■ **Exercise description**: Only a slice of the listing below is wanted. Retype the lines from the one containing "- draw a line" through the one containing "-33,6 +33,8 @@ import java.awt.GridBagLayout;", exactly, both ends included.

■ **Exercise input**:
:::::

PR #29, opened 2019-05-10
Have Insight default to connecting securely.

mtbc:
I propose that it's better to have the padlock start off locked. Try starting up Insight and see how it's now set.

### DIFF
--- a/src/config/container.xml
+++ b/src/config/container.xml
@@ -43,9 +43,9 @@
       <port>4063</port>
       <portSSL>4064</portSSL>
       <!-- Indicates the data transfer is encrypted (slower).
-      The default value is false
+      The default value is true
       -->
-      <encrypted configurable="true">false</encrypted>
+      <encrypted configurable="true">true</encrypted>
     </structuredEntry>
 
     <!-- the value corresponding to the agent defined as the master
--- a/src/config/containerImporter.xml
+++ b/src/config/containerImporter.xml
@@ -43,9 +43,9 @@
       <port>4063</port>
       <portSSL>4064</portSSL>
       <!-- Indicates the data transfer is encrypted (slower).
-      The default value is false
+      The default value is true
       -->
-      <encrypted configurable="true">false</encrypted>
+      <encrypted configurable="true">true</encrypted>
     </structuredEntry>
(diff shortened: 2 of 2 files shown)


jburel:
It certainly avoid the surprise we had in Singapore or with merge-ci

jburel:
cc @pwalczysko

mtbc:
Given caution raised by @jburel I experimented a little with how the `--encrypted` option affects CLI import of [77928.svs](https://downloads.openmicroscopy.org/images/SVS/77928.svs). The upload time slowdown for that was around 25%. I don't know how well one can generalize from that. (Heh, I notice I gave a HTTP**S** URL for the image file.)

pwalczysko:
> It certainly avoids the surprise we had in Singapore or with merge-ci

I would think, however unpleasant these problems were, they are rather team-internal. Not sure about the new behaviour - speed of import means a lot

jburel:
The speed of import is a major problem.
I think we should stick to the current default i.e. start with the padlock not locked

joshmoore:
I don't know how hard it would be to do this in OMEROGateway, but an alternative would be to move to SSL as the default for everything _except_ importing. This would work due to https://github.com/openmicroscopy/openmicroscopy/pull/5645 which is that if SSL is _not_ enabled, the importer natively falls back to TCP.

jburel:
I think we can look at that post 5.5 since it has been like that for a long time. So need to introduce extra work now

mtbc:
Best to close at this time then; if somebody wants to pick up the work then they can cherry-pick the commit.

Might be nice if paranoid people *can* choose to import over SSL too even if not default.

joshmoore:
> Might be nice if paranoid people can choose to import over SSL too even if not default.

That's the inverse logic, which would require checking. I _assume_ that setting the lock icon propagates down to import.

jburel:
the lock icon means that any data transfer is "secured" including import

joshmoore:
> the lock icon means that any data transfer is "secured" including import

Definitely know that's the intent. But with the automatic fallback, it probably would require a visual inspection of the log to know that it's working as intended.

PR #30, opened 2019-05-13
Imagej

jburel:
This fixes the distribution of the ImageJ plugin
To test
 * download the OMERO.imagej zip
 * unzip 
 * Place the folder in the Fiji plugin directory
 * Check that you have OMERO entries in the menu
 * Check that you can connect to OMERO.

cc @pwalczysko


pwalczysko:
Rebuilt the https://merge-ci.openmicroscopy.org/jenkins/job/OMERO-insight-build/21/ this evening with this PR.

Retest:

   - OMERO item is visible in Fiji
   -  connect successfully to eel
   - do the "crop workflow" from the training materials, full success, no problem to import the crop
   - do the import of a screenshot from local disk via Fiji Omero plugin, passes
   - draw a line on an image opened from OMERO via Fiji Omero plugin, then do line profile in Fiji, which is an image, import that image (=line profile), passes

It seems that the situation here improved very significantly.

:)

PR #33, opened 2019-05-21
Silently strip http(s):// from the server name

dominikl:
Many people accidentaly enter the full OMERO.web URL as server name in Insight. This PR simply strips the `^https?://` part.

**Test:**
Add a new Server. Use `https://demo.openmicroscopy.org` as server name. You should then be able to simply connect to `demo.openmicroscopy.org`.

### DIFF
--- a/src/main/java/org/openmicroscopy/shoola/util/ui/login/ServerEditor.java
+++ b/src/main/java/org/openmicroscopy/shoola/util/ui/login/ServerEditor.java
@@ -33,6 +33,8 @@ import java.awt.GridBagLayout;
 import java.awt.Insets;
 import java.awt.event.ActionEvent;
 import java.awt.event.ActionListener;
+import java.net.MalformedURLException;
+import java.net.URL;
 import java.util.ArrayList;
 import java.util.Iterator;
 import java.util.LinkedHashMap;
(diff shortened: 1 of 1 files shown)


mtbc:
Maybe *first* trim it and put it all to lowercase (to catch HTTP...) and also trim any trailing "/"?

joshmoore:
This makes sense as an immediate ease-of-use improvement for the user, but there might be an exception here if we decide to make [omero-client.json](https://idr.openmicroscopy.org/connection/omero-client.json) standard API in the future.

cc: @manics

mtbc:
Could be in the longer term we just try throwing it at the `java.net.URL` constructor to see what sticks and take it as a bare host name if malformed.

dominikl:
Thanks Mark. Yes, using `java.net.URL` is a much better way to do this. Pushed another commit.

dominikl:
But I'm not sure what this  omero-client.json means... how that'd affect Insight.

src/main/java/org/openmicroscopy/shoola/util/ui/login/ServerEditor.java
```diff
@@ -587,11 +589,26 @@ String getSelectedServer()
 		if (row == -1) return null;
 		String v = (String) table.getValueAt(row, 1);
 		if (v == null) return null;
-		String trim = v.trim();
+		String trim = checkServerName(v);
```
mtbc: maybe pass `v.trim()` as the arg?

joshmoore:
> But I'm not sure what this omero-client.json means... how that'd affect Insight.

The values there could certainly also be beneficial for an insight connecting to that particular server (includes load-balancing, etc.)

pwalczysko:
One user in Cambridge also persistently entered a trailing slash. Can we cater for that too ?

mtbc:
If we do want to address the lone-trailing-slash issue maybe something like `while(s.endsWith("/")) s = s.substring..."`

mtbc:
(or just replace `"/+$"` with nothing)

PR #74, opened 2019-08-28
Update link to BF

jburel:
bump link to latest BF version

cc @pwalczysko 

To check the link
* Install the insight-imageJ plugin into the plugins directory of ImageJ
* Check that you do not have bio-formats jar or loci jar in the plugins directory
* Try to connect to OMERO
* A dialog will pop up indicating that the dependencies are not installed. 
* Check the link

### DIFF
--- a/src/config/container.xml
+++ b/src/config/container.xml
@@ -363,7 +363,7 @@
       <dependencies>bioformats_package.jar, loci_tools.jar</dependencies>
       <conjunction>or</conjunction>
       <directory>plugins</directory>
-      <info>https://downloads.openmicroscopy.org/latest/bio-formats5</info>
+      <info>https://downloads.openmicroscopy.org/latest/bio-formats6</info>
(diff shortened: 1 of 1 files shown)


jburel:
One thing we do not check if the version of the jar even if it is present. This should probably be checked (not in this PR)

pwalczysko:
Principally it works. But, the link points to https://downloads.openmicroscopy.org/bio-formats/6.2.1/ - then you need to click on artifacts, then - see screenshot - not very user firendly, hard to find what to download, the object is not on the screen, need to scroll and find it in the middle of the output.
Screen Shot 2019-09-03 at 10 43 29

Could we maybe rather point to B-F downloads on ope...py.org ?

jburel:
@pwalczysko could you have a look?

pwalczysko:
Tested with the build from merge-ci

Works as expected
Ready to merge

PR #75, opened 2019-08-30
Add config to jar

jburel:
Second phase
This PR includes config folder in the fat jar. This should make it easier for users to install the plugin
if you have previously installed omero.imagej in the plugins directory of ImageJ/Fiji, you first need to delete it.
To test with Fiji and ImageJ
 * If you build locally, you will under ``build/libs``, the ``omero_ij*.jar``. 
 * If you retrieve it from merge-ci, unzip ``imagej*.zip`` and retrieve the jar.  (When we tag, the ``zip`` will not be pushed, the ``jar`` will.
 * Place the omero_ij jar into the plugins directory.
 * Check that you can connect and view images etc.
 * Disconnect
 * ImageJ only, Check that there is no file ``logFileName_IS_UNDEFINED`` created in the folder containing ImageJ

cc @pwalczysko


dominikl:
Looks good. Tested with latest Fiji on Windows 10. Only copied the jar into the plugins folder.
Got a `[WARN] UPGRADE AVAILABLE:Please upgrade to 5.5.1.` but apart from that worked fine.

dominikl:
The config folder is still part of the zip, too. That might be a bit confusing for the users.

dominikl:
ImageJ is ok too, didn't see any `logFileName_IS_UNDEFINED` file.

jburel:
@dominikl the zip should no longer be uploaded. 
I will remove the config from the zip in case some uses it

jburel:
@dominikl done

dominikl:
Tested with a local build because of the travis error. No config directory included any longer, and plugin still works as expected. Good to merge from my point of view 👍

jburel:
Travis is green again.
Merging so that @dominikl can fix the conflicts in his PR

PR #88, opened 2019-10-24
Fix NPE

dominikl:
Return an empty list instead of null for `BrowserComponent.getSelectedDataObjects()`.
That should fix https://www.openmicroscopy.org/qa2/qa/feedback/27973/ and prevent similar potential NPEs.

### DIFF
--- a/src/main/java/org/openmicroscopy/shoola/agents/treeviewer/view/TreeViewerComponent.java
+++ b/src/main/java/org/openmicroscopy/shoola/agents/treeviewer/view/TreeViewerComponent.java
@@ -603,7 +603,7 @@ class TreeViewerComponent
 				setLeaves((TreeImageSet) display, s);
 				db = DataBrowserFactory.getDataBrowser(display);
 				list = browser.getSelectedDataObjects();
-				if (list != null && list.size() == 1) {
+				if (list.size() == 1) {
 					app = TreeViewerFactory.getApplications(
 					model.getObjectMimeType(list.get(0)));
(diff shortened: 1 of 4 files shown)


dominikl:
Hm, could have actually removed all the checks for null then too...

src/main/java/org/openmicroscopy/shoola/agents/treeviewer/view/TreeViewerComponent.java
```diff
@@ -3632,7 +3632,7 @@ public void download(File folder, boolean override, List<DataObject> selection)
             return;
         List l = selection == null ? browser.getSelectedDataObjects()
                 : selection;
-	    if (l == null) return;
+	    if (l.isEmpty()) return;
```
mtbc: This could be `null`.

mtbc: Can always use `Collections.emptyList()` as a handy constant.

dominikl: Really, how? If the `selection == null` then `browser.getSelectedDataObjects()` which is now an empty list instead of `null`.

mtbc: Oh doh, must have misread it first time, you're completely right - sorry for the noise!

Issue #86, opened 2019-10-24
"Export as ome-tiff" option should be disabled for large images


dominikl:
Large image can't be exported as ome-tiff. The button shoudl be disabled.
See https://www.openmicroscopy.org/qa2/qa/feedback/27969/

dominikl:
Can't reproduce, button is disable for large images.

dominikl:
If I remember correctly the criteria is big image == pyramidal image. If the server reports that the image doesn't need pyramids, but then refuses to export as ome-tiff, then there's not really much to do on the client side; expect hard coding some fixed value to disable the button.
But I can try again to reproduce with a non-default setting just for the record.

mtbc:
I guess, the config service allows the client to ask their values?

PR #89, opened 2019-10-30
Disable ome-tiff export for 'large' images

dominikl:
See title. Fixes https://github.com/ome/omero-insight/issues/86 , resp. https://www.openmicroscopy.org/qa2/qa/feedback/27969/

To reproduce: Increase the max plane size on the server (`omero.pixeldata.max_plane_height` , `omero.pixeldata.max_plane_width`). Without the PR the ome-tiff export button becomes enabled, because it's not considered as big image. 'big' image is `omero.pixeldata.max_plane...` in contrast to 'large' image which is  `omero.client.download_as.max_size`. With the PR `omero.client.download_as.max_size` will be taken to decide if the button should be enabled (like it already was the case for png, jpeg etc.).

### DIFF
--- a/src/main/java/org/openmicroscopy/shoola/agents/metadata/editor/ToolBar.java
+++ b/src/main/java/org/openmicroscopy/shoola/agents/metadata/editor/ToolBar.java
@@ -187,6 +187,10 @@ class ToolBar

:::::

■ **Answer area**:
   - draw a line on an image opened from OMERO via Fiji Omero plugin, then do line profile in Fiji, which is an image, import that image (=line profile), passes

It seems that the situation here improved very significantly.

:)

PR #33, opened 2019-05-21
Silently strip http(s):// from the server name

dominikl:
Many people accidentaly enter the full OMERO.web URL as server name in Insight. This PR simply strips the `^https?://` part.

**Test:**
Add a new Server. Use `https://demo.openmicroscopy.org` as server name. You should then be able to simply connect to `demo.openmicroscopy.org`.

### DIFF
--- a/src/main/java/org/openmicroscopy/shoola/util/ui/login/ServerEditor.java
+++ b/src/main/java/org/openmicroscopy/shoola/util/ui/login/ServerEditor.java
@@ -33,6 +33,8 @@ import java.awt.GridBagLayout;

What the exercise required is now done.